To Lautner's credit, the action also looks good because he performs most, if not all, of the stunts by himself- whether tackling a bigger- sized guy MMA-style or fleeing from the bad guys with parkour. Singleton doesn't go for the shaky-cam technique, allowing his audience to appreciate Lautner's physicality in its full glory. Even so, taking on the lead role requires Lautner to perform some serious acting in order for us to identify with his character's inner distress, but the square- jawed actor with his one-note performance fails to inspire any empathy.

The fault doesn't lie with Lautner entirely- to appeal to the teenage demographic which the producers are relying on to turn up for this movie, they have decided to amp up the obligatory romance between Nathan and Karen, even to the extent of letting the two teenage characters engage in some heavy making-out that stops just before it crosses the PG13 boundary. It is distracting and laughable, although the latter seems to be in line with most of the awful dialogue in the film.
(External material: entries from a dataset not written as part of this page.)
PR #4018, opened 2020-01-22
REQ-627 CA-333495 add Xapi_pci.dequarantine

lindig:
Before we can bind PCI drivers we need to dequarantine the device. This
is done by calling into Xenopsd to let it do the work. (Hence, this must
happen on the host where the device is.) We employ this in the context
of setting up Nvidia SRIOV devices.

This PR depends on https://github.com/xapi-project/xcp-idl/pull/302 which has been reverted but needs to be active. Because of cross-repo dependencies, Travis is broken.

### DIFF
--- a/ocaml/xapi/xapi_pgpu.ml
+++ b/ocaml/xapi/xapi_pgpu.ml
@@ -375,6 +375,8 @@ let nvidia_vf_setup ~__context ~pf ~enable =
   let bind_path = "/sys/bus/pci/drivers/nvidia/bind" in
   let unbind_path pci = sprintf "/sys/bus/pci/devices/%s/driver/unbind" pci in
   let pci       = Db.PCI.get_pci_id ~__context ~self:pf in
+  let addr_of pci = Xenops_interface.Pci.address_of_string pci in
+  let dequarantine pci = Xapi_pci.dequarantine ~__context (addr_of pci) in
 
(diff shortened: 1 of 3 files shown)


ocaml/xapi/xapi_pgpu.ml
```diff
@@ -422,6 +426,7 @@ let nvidia_vf_setup ~__context ~pf ~enable =
       raise (fail msg)
     | Some 0 when Sys.file_exists script ->
       debug "PCI %s has 0 VFs - calling %s" pci script;
+      dequarantine pci;
```
edwintorok: I think this is redundant, because this is always called after `bind_to_nvidia`, but since this is an idempotent operation it is good practice to do it whenever we "assert" that the device needs to be in Dom0.

robhoes: It still isn't redundant if the device was already bound to the nvidia driver, because `bind_to_nvidia` does not call `dequarantine` then. However, it may be simpler to just always dequarantine in `bind_to_nvidia` (as the first thing that is done in that function), and not here anymore, so that there is just a single point where the `dequarantine` function is called.

lindig:
The fixup commit move the de-quarantining earlier into the control flow - thus reducing the number of calls sites. This commit will be squashed before I merge it.

PR #4022, opened 2020-01-31
CP-32686: Native certificate installation

psafont:
This adds ocaml code equivalent to the `scripts/generate_ssl_cert` script.

Needs https://github.com/xapi-project/stdext/pull/43 to work correctly

### DIFF
--- a/scripts/generate_ssl_cert
+++ b/scripts/generate_ssl_cert
@@ -64,14 +64,11 @@ openssl req -batch -new -key privkey.rsa -days 3650 -config config -out cert.csr
 # the extensions too, but "req" does not allow the -extfile option.)
 openssl x509 -extfile config -req -signkey privkey.rsa -in cert.csr -outform PEM -out signedpubcert.pem -days 3650
 
-openssl dhparam 512 > dh.pem
-
 popd
 
 tmpcert="${DIR}/tmpcertcombined.pem"
 
-(cat ${DIR}/privkey.rsa; echo ""; cat ${DIR}/signedpubcert.pem; \
- echo ""; cat ${DIR}/dh.pem) > "${tmpcert}"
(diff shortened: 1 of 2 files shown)


scripts/generate_ssl_cert
```diff
@@ -45,11 +45,11 @@ subjectAltName = @alt_names
 [alt_names]
 @eof
 
-i=0
+i=1
 for x in $dnsnames
 do
-	let i=i+1
 	echo "DNS.${i}=${x}" >> config
+	(( i=i+1 ))
```
lindig: `((i++))` does work as well

scripts/generate_ssl_cert
```diff
@@ -64,14 +64,11 @@ openssl req -batch -new -key privkey.rsa -days 3650 -config config -out cert.csr
 # the extensions too, but "req" does not allow the -extfile option.)
 openssl x509 -extfile config -req -signkey privkey.rsa -in cert.csr -outform PEM -out signedpubcert.pem -days 3650
 
-openssl dhparam 512 > dh.pem
-
 popd
 
 tmpcert="${DIR}/tmpcertcombined.pem"
```
lindig: Should this use `mktemp`?

scripts/generate_ssl_cert
psafont: it does

scripts/generate_ssl_cert
psafont: Better to use it, even if It's bound to be replaced by the ocaml code

psafont: privkey.rsa and signedpubcert.pem should also use mktemp as well.
The fact that they do not get deleted after they get consolidated into the single cert is also iffy.

I wonder if something else depends on those files being present.

lindig:
The webhook is complaining about sign-offs - I suspect that is the fixup. Can we squash it?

Not even veteran stars like Isaacs, Bello, Molina, Nyqvist and Sigourney Weaver (who plays Nathan's psychologist) can redeem this at-best made- for-TV thriller that tries to be the younger version of the Bourne series. So as much as Team Jacob may wish for Lautner to be their Matt Damon, or even Tom Cruise, it is clear from his debut headlining movie that once the 'Twilight' phenomenon fades, the same can probably be said of Lautner's acting career as well.